Exercise instructions: Reading the data below, count the lines that carry the string "null". Give nothing but the count.

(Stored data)
——

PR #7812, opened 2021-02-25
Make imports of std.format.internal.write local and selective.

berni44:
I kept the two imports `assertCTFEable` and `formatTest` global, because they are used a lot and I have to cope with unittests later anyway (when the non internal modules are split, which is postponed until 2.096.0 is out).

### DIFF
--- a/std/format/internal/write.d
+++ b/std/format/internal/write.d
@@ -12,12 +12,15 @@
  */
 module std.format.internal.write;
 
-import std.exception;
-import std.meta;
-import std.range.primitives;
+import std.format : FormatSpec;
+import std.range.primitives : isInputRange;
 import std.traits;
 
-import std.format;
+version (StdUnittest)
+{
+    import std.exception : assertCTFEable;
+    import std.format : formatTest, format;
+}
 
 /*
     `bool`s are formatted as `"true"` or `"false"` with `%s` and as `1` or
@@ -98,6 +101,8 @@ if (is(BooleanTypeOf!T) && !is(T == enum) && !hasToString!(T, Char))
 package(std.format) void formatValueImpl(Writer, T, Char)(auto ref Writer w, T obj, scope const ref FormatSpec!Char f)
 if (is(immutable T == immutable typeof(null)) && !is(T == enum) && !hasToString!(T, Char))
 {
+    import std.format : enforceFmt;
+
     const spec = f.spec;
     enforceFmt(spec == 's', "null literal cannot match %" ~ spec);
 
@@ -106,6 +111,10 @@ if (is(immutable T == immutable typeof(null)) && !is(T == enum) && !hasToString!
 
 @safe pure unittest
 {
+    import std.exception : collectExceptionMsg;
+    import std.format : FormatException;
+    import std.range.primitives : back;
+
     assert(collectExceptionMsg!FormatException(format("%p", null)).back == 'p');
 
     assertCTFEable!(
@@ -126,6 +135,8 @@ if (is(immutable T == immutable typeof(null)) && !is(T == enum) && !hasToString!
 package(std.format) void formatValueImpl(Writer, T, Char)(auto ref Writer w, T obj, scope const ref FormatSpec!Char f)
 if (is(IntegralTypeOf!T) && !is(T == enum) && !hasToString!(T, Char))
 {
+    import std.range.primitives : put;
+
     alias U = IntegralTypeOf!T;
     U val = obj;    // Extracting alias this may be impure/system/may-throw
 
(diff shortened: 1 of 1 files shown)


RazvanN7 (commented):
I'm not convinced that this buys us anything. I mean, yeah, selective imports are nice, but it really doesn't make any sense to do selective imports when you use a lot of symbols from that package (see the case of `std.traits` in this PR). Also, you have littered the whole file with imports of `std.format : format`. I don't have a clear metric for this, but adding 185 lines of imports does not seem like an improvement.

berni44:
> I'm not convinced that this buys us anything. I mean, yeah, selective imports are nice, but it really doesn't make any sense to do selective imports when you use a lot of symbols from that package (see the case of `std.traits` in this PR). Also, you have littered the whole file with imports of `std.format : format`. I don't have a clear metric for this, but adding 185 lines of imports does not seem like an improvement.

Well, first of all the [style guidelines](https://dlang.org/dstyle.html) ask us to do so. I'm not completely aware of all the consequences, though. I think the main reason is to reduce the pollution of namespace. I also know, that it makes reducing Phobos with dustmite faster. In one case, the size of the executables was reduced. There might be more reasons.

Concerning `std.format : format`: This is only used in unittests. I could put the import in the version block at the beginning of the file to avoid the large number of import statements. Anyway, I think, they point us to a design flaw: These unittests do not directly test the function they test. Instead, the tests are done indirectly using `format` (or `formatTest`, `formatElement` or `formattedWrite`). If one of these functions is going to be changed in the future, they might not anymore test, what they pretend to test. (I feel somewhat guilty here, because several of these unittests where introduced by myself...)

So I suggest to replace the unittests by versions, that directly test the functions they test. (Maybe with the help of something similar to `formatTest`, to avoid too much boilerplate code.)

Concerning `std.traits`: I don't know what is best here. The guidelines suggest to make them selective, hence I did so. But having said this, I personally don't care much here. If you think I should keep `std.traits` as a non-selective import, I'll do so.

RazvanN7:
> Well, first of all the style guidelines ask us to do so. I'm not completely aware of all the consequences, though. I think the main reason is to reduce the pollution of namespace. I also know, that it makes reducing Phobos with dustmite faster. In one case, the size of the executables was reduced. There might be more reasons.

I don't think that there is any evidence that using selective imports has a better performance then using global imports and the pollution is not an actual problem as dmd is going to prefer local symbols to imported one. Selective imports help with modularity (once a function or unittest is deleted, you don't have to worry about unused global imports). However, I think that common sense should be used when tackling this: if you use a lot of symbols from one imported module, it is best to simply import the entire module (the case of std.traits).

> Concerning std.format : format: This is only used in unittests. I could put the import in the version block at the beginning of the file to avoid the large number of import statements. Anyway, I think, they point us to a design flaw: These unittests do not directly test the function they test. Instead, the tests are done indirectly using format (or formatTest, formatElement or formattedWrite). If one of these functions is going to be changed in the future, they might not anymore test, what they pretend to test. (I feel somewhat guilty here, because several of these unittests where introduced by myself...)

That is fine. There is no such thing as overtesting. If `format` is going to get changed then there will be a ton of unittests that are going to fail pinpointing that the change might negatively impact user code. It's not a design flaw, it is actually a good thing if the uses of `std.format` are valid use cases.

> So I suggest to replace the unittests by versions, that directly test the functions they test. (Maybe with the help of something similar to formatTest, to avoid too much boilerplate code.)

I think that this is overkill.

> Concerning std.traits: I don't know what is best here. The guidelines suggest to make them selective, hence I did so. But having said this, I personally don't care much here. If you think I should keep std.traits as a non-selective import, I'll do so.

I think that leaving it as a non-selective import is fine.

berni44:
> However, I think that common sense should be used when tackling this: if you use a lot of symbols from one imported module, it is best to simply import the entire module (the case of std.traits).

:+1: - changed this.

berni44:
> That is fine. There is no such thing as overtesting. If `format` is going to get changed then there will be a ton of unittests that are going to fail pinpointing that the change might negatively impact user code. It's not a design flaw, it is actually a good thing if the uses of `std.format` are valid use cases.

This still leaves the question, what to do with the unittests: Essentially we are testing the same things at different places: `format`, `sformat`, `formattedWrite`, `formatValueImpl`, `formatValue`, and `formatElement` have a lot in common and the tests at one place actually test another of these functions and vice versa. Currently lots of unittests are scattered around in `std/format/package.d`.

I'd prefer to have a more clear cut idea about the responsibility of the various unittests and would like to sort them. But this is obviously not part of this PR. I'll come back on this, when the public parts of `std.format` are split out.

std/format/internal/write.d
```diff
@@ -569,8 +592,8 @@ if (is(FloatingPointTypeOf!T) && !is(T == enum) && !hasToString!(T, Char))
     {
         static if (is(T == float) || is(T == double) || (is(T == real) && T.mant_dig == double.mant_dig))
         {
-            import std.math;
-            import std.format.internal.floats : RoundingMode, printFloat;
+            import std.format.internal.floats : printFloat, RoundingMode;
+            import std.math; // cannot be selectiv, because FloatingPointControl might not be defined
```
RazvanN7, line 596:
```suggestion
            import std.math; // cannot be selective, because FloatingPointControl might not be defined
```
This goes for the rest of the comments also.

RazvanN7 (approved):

——

Expected answer: 5